Если вычесть из Равенны мозаики с их громадными архаичными рамами в виде храмов, останется тихий, почти курортный городок, обобщающий в себе массу иных провинциальных мест, словно бы переходящих друг в друга, специально предназначенный для особенно спокойных туристов.

С пешеходными улочками центра, большой и нарядной главной площадью возле театра, запруженной праздной молодежью, с многочисленными заведениями для приезжих, делающих эти улицы еще более узкими и обжитыми, маленькими кафе с щадящими ценами и плутоватым персоналом, а также сувенирными монолавками, забитыми кружевами и яркими стекляшками, непонятно для чего предназначенными.

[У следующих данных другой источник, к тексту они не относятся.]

PR #2042, opened 2026-04-20
chore(lint): lint all non-ignored files and respect .gitignore

Sekhmet:
### Summary

Standardize per-package `lint` scripts to `eslint .` instead of narrow `src/`-only targets, so config files at the package root (codegen.ts, vite.config.ts, tailwind.config.ts, .storybook/*, etc.) are covered.

ESLint 9 does not respect .gitignore by default, so wire up @eslint/compat's includeIgnoreFile in the shared base config against the consumer's cwd — each package's own .gitignore now drives what eslint skips (gql/, .checkpoint/, dist/, storybook-static/, ...).

Fix the lint violations exposed in newly-covered files.

### How to test

1. CI passes.

### DIFF
--- a/packages/eslint-config/index.js
+++ b/packages/eslint-config/index.js
@@ -1,8 +1,17 @@
+import fs from 'node:fs';
+import path from 'node:path';
+import { includeIgnoreFile } from '@eslint/compat';
 import importPlugin from 'eslint-plugin-import-x';
 import prettierPlugin from 'eslint-plugin-prettier/recommended';
 import tseslint from 'typescript-eslint';
 
+const gitignorePath = path.resolve(process.cwd(), '.gitignore');
+const gitignoreConfig = fs.existsSync(gitignorePath)
+  ? [includeIgnoreFile(gitignorePath)]
+  : [];
+
 export default [
+  ...gitignoreConfig,
   {
     ignores: ['**/dist/**']
   },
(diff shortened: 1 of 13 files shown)


packages/eslint-config/index.js
```diff
@@ -1,8 +1,17 @@
...
+import { includeIgnoreFile } from '@eslint/compat';
 import importPlugin from 'eslint-plugin-import-x';
 import prettierPlugin from 'eslint-plugin-prettier/recommended';
 import tseslint from 'typescript-eslint';
 
+const gitignorePath = path.resolve(process.cwd(), '.gitignore');
+const gitignoreConfig = fs.existsSync(gitignorePath)
+  ? [includeIgnoreFile(gitignorePath)]
+  : [];
+
```
ChaituVR, line 12: Need eslint version update? or can ignore for now

ChaituVR (approved):
utAck

packages/eslint-config/index.js
Sekhmet: @ChaituVR not sure what you mean here? About missing changelog?

ChaituVR: No i mean eslint-config's version https://github.com/snapshot-labs/sx-monorepo/blob/master/packages/eslint-config/package.json#L3

Sekhmet: Changeset bot updates versions automatically based on changesets. So this PR is missing changeset file.

ChaituVR: i see 👌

В одну из бродилок по центру на боковой стене случайного храма я увидел бумажную стрелку «К могиле Данте» и понял, что вступил на территорию больших поэтов. Тем более что на площади, примыкающей к церкви Сан-Франческо, я уже видел на одном из домов мемориальную доску, посвященную Байрону.

Зона Байрона

Это, правда, оказался единственный след пребывания опального лорда в Равенне. Когда Байрон жил здесь с 1812-го по 1822-й, у него были две кошки, ястреб и ручная («но отнюдь не прирученная») ворона, не говоря о лошадях, на которых великий поэт скакал «каждое утро» после пробуждения, только бы избавиться от хандры, упоминаемой неоднократно.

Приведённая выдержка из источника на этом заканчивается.